Anyone working on set or in the edit bay knows the feeling: you watch a cut and wonder what the director or editor truly conveyed—not what's in the script, but what the images actually communicate. Video hermeneutics is the systematic craft of uncovering this layer. It's not about making films, but about reading them like an ancient text: every frame, every cut, every sound track becomes a sign that needs to be deciphered.
In practice, this means sitting in the edit suite or analyzing rough cuts and asking specific questions about the editing rhythm—why this shot lasts exactly 2.5 seconds and not 3. About the composition within the frame—who stands left, who stands right, and what power dynamics are expressed by this. About the sound layers—which music or ambient sound counteracts or reinforces the visual statements. About the edit points themselves—a hard cut versus a soft dissolve tells two completely different emotional truths. Video hermeneutics forbids you from simply dismissing these as technical decisions. They are always decisions about meaning.

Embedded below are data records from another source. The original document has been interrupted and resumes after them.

PR #9265, opened 2025-10-02
Remove GA ingress, routing

Tratcher:
These features are moving to the core CLI and no longer need to be overridden in the extension.
https://github.com/Greedygre/azure-cli/pull/4

Also fixed a typo in the name of `create_vnet_subnet` so it is the same in both repos.


yonzhan:

src/containerapp/azext_containerapp/commands.py
```diff
@@ -39,13 +39,6 @@ def load_command_table(self, args):
         g.custom_command('delete', 'delete_managed_environment', supports_no_wait=True, confirmation=True, exception_handler=ex_handler_factory())
         g.custom_command('update', 'update_managed_environment', supports_no_wait=True, exception_handler=ex_handler_factory())
 
-    with self.command_group('containerapp env http-route-config', is_preview=True) as g:
```
Greedygre, line 42: To avoid breaking change, we can remove the `is_preview=True` in extension first.
Then after azure-cli release, we update `"azext.minCliCoreVersion": <azure-cli-version>` in [azext_metadata.json](https://github.com/Azure/azure-cli-extensions/blob/main/src/containerapp/azext_containerapp/azext_metadata.json) first, then remove these GA commands in extension.

Tratcher: what if we just wait to merge this until after the azure-cli release?

Greedygre: @Tratcher It depends on if you mind customer will see the `Preview` tag if they already install latest containerapp extension and azure-cli version.
If you care the `Preview` Tag, it should separate to 2 PR.

image

Greedygre: But yes we can just wait to merge until after the azure-cli release.
Besides I will discuss the azure-cli-extension containerapp module release plan for ignite with co-workers after holiday to double check if we have plan to release a new version to separate these.

Tratcher:
CLI 2.79.0 has shipped, this can merge now.

src/containerapp/azext_containerapp/_help.py
```diff
@@ -2337,102 +2337,3 @@
       text: |
           az containerapp label-history show -n my-containerapp -g MyResourceGroup --label LabelName
 """
```
Greedygre, line 2343: 1. Please update `\src\containerapp\azext_containerapp\azext_metadata.json`, set `"azext.minCliCoreVersion": "2.79.0"`

2. Update `HISTORY.rst`:
```
* Update azure cli dependency version >= "2.79.0"
* `az containerapp env http-route-config/premium-ingress`: Remove GA commands which exist in azure-cli version 2.79.0
```

Greedygre: I updated the branch

PR #9268, opened 2025-10-03
Feature/eas llm setup

alex3267006:
---

### Related command

This pull request introduces major improvements to the AKS Agent extension, focusing on simplifying LLM model setup and management for users. The most significant change is the addition of the new `az aks agent-init` command, which enables interactive configuration of LLM providers and models, removing the need for manual environment variable setup. Documentation and help text have been updated to reflect these changes, and new backend modules have been added to support provider selection and configuration management. There are also code changes to ensure configuration consistency and prevent conflicts.

**User Experience and CLI Improvements**

* Added the new `az aks agent-init` command, allowing users to interactively add and configure LLM models for AKS troubleshooting. This command saves model configurations locally, supports multiple providers, and guides users through the setup process.
* Updated documentation in `README.rst` and CLI help to highlight the new workflow: users no longer need to set environment variables manually, and can easily select or switch models using `--model` or `--config-file`. 

**Configuration Management and Validation**

* Introduced `LLMConfigManager` (`llm_config_manager.py`) for robust loading, saving, and retrieval of LLM model configurations, ensuring the last used or specifically selected model is used by default.
* Added provider registry and interactive selection logic in `llm_providers/__init__.py`, making it easy for users to choose among Azure, OpenAI, Anthropic, Gemini, and other compatible providers.

**Provider Support and Validation**

* Added new provider classes for Azure, OpenAI, OpenAI-Compatible, Gemini and Anthropic, each with schema-based parameter validation and live connection testing to ensure correct configuration before use. 

### General Guidelines

For new extensions:

### About Extension Publish


yonzhan:

src/aks-agent/azext_aks_agent/custom.py
```diff
@@ -14,6 +19,31 @@
 
 
 # pylint: disable=unused-argument
+def aks_agent_init(cmd):
+    """Initialize AKS agent llm configuration."""
+    print("Welcome to AKS Agent LLM configuration setup.")
```
mainred: Let's use log for output.

src/aks-agent/azext_aks_agent/custom.py
```diff
@@ -14,6 +19,31 @@
...
+    params = provider.prompt_params()
+
+    llm_config_manager = LLMConfigManager()
+    # If the connection to the model endpoint is valid, save the configuration
+    is_valid, message, action = provider.validate_connection(params)
+    if is_valid and action == "save":
+        logger.info("%s", message)
+        llm_config_manager.save(provider.name, params)
+        logger.info("Configuration saved successfully.")
+        print("LLM configuration setup successfully.")
```
mainred: print seems to be used by intention, what's the difference this CLI?

src/aks-agent/azext_aks_agent/custom.py
```diff
@@ -51,6 +150,26 @@ def aks_agent(
...
+    llm_config: Dict,
+    llm_config_manager: LLMConfigManager
+) -> bool:
+    # Check if provider name is not empty
+    if not provider_name:
+        raise ValueError("No provider name.")
+    # Check if provider is supported
+    if provider_name not in PROVIDER_REGISTRY:
+        raise ValueError(
+            f"Unsupported provider {provider_name}.")
```
mainred: If the provider is not in PROVIDER_REGISTRY, the user can still use that llm in aks agent, right?

mainred: But they need to provide their own setting through the configuration file or environment variables.
`Unsupported provider {provider_name} for LLM initialization, and supported llm providers are {PROVIDER_REGISTRY} . please refer to doc to setup the manually`

src/aks-agent/azext_aks_agent/agent/llm_providers/azure_provider.py
```diff
@@ -0,0 +1,73 @@
...
+        api_key = params.get("AZURE_API_KEY")
+        api_base = params.get("AZURE_API_BASE")
+        api_version = params.get("AZURE_API_VERSION")
+        model_name = params.get("MODEL_NAME")
+
+        if not all([api_key, api_base, api_version, model_name]):
+            return False, "Missing required Azure parameters.", "retry_input"
+
+        # REST API reference: https://learn.microsoft.com/en-us/azure/ai-foundry/openai/api-version-lifecycle?tabs=rest
+        api_base = api_base.rstrip('/') + '/'
```
mainred: api_base should be correctly passed down here? but it's ok to recheck the format.

src/aks-agent/azext_aks_agent/agent/llm_providers/azure_provider.py
```diff
@@ -0,0 +1,73 @@
...
+            },
+            "AZURE_API_VERSION": {
+                "secret": False,
+                "default": "2025-04-01-preview",
+                "hint": None,
+                "validator": non_empty
+            },
+            "MODEL_NAME": {
+                "secret": False,
+                "default": "gpt-4.1",
```
mainred: I am not sure if it's a good idea to default the model, instead, we should raise when the mode is empty.

src/aks-agent/azext_aks_agent/agent/llm_providers/base.py
```diff
@@ -0,0 +1,106 @@
...
+from typing import Dict, Callable, Tuple, Any
+import re
+
+
+def non_empty(v: str) -> bool:
+    return bool(v and v.strip())
+
+
+def is_url(v: str) -> bool:
+    regex = re.compile(
```
mainred: is there any special requirement for the url format? How about using python library

```
from urllib.parse import urlparse

def is_valid_url_format_urllib(url_string):
    try:
        parsed_url = urlparse(url_string)
        # A minimal valid URL typically requires a scheme and a network location
        return all([parsed_url.scheme, parsed_url.netloc])
    except Exception:
        return False
```

src/aks-agent/azext_aks_agent/agent/llm_providers/base.py
```diff
@@ -0,0 +1,106 @@
...
+                "secret": True/False,
+                "default": "default value or None",
+                "hint": "Additional hint to show user",
+                "validator": Callable[[str], bool]  # function to validate input
+            }
+        }
+        """
+        raise NotImplementedError()
+
+    def prompt_params(self):
```
mainred, line 52: Holmes is using rich.Console to interactively get the user answers https://rich.readthedocs.io/en/latest/console.html. How about we try this? But remember using the same library version as holmes's

mainred (commented):
Thanks for your changes, the code change, docs and UTs are great.
Left the first-round review.

src/aks-agent/azext_aks_agent/custom.py
alex3267006: Fixed.

src/aks-agent/azext_aks_agent/custom.py
alex3267006: Use console.print() instead.

src/aks-agent/azext_aks_agent/custom.py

This is what distinguishes it from pure filmmaking: you are no longer producing, you are decoding. You become a critical viewer of your own or others' material and learn to distinguish between the manifest content (the story on the plot level) and the latent content (what the visual and acoustic structures truly articulate). A practical example: a film shows a man speaking calmly—but the cuts are frantic, the camera trembles slightly, the soundtrack is dissonant. Video hermeneutics tells you: this man is not calm. The film is lying to your face, and that, precisely, is the story.
For editors, DoPs, and directors, this method becomes a quality check: is my film truly saying what I wanted to say? Or are the cuts, colors, and sounds sabotaging my intention? Video hermeneutics is the practical tool to make image and sound conscious again—beyond intuition and beyond technical defaults.